I’m generally a fan of the efforts by WikiLeaks to publish secret government documents. There may be times where particular documents are too sensitive to put out there, but for the most part I think the government is being unnecessarily secretive.
However, in terms of commentary on the documents it publishes, WikiLeaks doesn’t always know what it is talking about. Here is what it said recently about a draft text of an international negotation on freeing up trade in services (the Trade in Services Agreement, or TiSA):
Today, 1500 CEST Wednesday, 1 July 2015, WikiLeaks releases a modern journalistic holy grail: the secret Core Text for the largest ‘trade deal’ in history, the TiSA (Trade In Services Agreement), whose 52 nations together comprise two-thirds of global GDP. The negotiating parties are the United States, the 28 members of the European Union and 23 other countries, including Turkey, Mexico, Canada, Australia, Pakistan, Taiwan and Israel.
…
While the proposed Trans-Pacific Partnership (TPP) and the Transatlantic Trade and Investment Pact (TTIP) have become well known in recent months, the TiSA is the largest component of the United States’ strategic neoliberal ‘trade’ treaty triumvirate. Together, the three treaties form not only a new legal order shaped for transnational corporations, but a new economic “grand enclosure”, which excludes China and all other BRICS countries.

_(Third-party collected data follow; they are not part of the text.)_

PR #4387, opened 2024-02-07
Adding annotations based on MS guidance

jbogard:
Reviewed the changes and added tests basically to confirm the behavior based on this guidance:

https://github.com/dotnet/runtime/blob/main/docs/coding-guidelines/api-guidelines/nullability.md

This should cover the 99.99% scenarios. People can break it intentionally but this at least shows the default behaviors?

### DIFF
--- a/src/AutoMapper/Mapper.cs
+++ b/src/AutoMapper/Mapper.cs
@@ -1,3 +1,5 @@
+using System.Diagnostics.CodeAnalysis;
+
 namespace AutoMapper;
 using IObjectMappingOperationOptions = IMappingOperationOptions<object, object>;
 using Factory = Func<Type, object>;
@@ -11,7 +13,7 @@ public interface IMapperBase
     /// <typeparam name="TDestination">Destination type to create</typeparam>
     /// <param name="source">Source object to map from</param>
     /// <returns>Mapped destination object</returns>
-    TDestination? Map<TDestination>(object? source);
+    TDestination Map<TDestination>(object source);
     /// <summary>
     /// Execute a mapping from the source object to a new destination object.
     /// </summary>
@@ -19,6 +21,7 @@ public interface IMapperBase
     /// <typeparam name="TDestination">Destination type to create</typeparam>
     /// <param name="source">Source object to map from</param>
     /// <returns>Mapped destination object</returns>
+    [return: NotNullIfNotNull(nameof(source))]
     TDestination? Map<TSource, TDestination>(TSource? source);
     /// <summary>
     /// Execute a mapping from the source object to the existing destination object.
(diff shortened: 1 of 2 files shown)


lbargaoanu:
I'm sure there are people out there that have maps that return null for non-null source. You'll just lie to them? :) Does MS do that anywhere? I've checked System.Text.Json and it does have nullable both on the source and the result.

src/AutoMapper/Mapper.cs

Wow, “a new legal order shaped for transnational corporations”! That sounds scary! We better avoid that!
It also sounds like a massive exaggeration of what’s in the legal text. WikiLeaks seems to be taking the view of one trade critic as fact. There are certainly arguments that, in their efforts to promote free international trade in services, the governments working on this treaty haven’t gotten the balance between economic efficiency and national autonomy exactly right. But I think the right approach for WikiLeaks, instead of assuming a massive corporate conspiracy, is to publish the documents it finds and then offer to host a discussion among various experts about what the text actually says and what its impact will be.